Exercise prompt. Search the entries for the string "place" and give the number of lines that hold it, nothing more.

Data for analysis.

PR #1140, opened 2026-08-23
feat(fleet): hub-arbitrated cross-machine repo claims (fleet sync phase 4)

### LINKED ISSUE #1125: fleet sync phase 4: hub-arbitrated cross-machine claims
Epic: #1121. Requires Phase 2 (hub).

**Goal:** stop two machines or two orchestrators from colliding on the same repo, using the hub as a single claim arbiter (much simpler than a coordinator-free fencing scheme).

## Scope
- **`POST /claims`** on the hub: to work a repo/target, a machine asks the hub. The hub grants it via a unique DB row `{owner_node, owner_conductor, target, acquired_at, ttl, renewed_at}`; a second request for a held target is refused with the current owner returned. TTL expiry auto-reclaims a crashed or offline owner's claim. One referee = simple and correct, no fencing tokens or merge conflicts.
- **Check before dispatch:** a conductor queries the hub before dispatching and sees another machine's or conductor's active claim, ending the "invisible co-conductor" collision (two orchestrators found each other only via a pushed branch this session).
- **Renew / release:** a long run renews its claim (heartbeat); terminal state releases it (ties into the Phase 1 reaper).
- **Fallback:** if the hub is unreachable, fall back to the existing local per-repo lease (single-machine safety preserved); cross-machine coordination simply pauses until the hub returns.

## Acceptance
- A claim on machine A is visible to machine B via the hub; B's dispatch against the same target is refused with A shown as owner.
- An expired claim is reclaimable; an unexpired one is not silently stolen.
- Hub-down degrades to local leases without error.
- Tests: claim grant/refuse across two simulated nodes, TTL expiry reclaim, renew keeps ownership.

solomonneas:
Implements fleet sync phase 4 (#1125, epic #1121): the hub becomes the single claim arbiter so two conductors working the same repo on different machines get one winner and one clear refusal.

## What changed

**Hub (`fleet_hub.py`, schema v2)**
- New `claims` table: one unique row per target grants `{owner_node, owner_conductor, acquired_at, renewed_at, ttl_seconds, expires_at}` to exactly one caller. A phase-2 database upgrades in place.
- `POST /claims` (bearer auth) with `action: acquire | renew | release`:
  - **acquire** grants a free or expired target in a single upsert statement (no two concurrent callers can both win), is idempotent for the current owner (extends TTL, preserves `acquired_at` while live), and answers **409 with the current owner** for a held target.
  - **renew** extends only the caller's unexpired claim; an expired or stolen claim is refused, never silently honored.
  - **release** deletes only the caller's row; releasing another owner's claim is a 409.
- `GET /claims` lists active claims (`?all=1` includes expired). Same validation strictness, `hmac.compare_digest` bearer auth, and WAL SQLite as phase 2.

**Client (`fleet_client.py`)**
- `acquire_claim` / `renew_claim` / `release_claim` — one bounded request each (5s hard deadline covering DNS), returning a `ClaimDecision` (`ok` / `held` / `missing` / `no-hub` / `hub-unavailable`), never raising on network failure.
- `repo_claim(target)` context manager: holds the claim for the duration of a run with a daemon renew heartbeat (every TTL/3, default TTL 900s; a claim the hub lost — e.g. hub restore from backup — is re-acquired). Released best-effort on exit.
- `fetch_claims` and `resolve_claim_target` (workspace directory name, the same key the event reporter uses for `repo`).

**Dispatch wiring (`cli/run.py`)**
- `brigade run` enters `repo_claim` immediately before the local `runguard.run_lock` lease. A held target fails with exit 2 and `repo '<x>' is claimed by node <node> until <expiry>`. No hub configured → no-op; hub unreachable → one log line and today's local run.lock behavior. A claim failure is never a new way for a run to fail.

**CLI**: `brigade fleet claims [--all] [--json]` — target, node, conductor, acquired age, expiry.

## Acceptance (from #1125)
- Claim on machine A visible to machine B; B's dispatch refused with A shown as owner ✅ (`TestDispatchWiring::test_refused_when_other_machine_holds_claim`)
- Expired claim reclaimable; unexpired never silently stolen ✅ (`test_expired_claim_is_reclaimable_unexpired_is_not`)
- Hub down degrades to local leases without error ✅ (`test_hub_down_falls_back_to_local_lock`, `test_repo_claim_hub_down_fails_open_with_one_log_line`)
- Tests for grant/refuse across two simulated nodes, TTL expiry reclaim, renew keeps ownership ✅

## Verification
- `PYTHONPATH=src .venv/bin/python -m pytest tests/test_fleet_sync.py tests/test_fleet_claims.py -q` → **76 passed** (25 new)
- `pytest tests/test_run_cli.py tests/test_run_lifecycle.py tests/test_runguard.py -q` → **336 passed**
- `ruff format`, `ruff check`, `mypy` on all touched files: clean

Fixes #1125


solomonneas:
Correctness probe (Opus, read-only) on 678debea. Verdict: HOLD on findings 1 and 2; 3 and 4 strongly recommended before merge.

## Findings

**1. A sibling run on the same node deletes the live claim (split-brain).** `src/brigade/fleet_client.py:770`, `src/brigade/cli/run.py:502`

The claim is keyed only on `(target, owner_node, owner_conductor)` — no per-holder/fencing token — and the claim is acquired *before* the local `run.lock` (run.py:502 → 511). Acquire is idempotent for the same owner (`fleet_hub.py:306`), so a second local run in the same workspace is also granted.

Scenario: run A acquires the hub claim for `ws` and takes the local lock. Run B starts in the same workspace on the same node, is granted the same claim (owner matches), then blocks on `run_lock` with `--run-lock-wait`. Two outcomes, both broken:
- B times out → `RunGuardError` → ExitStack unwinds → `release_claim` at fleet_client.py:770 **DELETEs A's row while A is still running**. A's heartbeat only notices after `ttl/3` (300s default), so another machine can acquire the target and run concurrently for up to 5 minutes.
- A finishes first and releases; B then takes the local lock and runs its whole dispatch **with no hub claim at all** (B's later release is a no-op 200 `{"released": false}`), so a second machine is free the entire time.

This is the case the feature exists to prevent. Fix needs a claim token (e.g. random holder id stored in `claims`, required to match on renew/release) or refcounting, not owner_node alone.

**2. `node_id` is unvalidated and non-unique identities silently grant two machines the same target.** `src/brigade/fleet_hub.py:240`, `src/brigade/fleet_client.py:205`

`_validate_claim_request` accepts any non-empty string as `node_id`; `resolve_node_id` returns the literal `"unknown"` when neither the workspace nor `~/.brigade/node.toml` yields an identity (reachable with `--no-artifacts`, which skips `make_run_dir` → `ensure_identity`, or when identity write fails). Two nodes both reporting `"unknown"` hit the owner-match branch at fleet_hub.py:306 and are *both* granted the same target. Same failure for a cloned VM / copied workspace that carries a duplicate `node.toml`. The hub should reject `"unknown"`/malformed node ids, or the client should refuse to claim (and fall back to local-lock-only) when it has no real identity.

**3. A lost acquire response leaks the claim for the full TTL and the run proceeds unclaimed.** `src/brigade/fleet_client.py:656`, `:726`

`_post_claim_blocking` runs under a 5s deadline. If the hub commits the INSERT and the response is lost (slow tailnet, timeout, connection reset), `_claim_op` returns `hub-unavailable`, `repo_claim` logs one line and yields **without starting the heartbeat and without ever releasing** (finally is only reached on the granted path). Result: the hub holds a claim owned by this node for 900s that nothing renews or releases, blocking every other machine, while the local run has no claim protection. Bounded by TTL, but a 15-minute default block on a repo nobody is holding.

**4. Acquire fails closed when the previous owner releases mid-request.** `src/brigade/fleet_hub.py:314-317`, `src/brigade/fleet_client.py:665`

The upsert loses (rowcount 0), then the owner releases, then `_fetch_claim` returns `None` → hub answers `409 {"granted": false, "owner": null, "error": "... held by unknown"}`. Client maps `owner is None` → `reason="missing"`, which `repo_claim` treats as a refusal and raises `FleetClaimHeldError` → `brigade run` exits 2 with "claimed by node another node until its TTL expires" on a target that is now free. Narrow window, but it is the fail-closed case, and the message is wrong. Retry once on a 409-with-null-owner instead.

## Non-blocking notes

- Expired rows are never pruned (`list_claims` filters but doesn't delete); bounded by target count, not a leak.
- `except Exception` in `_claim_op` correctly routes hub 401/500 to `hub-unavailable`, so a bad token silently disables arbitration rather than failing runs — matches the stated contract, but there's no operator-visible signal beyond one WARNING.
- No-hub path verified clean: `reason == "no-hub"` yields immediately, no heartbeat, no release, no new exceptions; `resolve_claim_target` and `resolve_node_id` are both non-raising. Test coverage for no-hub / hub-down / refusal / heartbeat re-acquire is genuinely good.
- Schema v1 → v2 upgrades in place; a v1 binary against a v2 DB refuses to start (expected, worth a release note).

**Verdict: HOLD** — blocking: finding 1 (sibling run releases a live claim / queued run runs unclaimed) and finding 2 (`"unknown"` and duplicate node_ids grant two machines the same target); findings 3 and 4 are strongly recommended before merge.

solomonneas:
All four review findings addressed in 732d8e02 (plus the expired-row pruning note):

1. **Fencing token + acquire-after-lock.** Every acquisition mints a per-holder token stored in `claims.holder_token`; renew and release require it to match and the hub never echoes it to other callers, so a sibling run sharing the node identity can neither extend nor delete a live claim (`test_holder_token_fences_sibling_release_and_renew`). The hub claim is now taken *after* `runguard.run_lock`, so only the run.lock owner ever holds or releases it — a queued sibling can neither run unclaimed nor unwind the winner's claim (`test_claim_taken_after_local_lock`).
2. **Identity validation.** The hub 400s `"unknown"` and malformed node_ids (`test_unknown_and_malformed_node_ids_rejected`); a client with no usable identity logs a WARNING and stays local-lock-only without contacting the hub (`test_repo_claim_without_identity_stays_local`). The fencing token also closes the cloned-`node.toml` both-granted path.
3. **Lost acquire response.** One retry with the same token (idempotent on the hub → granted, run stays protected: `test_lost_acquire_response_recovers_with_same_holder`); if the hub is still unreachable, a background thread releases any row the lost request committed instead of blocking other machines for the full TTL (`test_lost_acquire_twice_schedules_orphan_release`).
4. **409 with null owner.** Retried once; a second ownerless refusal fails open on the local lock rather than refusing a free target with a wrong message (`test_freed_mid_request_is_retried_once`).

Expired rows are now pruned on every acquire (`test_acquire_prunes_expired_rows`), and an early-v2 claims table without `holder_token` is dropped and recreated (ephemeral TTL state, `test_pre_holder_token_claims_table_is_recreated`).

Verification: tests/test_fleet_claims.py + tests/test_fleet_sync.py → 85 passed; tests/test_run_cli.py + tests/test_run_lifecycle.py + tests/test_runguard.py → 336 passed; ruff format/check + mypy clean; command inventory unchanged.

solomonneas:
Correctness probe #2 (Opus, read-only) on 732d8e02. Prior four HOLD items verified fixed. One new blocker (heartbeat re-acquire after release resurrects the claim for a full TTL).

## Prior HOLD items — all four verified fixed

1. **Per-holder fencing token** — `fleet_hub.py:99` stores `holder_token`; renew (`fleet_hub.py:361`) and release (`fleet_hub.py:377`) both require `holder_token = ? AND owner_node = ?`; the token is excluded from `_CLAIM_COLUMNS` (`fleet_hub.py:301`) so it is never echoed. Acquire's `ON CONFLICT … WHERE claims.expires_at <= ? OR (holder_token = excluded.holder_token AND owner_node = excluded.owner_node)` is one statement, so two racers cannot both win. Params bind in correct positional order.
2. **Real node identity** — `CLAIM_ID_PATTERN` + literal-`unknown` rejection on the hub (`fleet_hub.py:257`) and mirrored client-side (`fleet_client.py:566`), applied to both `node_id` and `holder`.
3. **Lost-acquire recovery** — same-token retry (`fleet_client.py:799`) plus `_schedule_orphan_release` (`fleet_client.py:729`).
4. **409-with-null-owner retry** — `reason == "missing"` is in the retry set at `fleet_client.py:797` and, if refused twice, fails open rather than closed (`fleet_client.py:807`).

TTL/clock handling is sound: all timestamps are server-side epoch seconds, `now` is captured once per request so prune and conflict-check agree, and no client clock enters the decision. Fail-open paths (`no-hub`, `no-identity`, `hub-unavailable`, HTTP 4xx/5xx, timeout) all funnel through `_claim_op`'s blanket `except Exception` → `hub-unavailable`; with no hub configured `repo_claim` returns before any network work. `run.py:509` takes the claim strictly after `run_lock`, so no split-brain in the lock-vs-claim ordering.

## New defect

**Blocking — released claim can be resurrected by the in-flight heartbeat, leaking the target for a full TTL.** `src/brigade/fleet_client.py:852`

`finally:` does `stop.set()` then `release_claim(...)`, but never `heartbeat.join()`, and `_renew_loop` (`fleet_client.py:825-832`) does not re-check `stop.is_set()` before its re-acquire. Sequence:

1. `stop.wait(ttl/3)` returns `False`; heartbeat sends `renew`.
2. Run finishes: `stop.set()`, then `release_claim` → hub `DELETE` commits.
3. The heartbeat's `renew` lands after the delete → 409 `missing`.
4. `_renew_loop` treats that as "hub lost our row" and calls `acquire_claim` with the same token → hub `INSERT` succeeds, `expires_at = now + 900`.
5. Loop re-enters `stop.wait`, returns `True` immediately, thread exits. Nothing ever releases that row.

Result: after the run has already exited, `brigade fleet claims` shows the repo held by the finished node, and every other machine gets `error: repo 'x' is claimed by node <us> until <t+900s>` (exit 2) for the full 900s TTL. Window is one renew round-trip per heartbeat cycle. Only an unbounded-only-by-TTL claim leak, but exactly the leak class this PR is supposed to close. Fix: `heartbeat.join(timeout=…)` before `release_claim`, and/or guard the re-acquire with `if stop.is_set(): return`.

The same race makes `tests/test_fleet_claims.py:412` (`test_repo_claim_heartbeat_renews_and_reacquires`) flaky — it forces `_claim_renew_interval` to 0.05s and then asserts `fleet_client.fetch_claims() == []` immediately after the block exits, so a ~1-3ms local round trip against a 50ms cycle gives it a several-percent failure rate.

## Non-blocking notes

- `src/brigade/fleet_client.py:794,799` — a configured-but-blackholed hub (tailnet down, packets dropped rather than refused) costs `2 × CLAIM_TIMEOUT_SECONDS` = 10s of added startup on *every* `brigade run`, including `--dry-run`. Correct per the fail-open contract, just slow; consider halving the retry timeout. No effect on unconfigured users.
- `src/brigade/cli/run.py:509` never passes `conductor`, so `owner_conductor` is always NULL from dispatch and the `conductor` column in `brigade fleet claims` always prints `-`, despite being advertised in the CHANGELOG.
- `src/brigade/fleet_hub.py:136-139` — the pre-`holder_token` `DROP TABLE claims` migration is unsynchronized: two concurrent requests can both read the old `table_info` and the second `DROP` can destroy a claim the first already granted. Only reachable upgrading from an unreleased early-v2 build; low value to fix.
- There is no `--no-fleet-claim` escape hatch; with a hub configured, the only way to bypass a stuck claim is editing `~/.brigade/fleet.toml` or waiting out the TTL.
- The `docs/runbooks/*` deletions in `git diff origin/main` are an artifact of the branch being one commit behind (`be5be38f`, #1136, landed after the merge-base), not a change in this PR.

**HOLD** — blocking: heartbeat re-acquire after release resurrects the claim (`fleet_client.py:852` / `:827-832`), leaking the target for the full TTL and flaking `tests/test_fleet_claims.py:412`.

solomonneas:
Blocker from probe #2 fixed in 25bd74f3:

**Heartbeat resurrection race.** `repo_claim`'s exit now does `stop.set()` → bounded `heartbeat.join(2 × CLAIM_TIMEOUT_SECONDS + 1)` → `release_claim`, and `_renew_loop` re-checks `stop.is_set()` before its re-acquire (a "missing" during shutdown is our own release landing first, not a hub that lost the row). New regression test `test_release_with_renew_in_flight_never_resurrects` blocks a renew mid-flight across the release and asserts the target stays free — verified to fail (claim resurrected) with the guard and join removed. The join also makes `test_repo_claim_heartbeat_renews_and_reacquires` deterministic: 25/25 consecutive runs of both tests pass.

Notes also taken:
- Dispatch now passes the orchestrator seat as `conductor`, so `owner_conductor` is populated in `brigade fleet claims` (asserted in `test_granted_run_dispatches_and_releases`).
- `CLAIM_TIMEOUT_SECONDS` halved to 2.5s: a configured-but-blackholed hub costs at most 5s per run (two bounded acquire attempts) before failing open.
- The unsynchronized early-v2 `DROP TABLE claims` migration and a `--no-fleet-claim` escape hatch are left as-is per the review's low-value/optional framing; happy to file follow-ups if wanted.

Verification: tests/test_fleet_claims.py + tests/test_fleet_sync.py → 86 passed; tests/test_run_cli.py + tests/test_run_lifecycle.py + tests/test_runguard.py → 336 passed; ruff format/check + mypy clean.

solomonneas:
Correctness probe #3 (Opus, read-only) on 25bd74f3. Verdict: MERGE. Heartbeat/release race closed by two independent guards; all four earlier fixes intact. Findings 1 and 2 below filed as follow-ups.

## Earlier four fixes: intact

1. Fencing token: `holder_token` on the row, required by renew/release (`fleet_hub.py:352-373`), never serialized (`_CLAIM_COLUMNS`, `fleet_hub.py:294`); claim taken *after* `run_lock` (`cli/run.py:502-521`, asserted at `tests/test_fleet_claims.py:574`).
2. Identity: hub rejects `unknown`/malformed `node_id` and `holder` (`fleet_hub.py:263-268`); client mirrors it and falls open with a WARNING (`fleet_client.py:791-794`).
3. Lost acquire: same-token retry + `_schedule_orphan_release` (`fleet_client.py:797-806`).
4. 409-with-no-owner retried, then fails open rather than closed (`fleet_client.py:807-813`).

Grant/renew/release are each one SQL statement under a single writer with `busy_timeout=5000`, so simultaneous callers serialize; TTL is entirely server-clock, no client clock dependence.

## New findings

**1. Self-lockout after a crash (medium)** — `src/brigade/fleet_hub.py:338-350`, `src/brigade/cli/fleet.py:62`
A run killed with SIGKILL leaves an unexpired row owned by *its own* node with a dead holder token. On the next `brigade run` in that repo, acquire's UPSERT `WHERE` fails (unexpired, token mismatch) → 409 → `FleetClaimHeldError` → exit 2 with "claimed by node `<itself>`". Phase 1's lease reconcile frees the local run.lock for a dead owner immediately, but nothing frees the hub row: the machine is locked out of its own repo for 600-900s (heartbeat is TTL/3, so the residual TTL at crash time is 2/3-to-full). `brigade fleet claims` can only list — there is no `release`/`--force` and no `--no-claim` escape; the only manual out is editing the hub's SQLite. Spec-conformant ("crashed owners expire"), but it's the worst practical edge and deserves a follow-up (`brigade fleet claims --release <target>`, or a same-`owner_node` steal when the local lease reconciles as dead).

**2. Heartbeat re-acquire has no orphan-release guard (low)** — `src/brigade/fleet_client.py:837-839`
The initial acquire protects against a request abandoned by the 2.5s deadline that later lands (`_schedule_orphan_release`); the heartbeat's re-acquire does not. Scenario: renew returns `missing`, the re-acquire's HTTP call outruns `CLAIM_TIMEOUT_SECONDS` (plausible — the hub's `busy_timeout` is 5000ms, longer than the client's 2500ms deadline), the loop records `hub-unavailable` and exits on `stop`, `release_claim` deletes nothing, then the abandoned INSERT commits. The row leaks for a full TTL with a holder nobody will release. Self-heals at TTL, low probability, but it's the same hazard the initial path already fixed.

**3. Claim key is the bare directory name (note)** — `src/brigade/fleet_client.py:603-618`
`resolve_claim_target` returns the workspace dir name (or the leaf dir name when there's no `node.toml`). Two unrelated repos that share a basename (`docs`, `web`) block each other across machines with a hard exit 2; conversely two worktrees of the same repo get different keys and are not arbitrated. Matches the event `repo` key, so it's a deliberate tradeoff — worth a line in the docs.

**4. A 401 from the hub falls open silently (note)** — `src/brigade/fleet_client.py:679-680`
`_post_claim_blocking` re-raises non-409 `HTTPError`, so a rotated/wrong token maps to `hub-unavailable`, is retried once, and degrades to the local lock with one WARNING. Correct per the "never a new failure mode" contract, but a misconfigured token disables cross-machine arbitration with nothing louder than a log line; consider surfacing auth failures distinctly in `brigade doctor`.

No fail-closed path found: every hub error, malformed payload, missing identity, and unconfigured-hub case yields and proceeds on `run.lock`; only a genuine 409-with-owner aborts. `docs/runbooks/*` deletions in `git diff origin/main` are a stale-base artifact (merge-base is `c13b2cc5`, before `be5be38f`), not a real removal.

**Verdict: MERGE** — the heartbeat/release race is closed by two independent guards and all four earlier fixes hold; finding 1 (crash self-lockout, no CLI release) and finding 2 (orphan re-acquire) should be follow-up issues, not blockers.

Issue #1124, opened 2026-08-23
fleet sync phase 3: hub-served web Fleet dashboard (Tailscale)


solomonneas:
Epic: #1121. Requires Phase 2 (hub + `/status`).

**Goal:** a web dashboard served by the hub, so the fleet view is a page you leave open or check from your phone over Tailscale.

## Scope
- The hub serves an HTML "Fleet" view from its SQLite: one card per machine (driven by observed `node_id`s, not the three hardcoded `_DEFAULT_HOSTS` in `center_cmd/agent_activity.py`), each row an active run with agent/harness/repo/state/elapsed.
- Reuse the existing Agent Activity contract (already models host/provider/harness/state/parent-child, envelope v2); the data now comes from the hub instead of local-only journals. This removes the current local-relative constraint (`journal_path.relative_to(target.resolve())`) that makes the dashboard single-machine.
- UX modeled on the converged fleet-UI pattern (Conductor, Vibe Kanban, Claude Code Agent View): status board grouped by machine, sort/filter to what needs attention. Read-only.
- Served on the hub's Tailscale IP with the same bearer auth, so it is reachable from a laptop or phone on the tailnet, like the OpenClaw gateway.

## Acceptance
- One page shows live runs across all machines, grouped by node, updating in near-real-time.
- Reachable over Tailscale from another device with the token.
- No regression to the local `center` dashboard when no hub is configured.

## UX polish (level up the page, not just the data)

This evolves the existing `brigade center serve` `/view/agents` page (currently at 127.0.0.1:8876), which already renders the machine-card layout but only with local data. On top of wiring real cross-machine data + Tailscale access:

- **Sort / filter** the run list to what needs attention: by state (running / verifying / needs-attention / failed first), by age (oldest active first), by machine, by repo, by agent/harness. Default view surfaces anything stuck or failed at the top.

Written solution. 2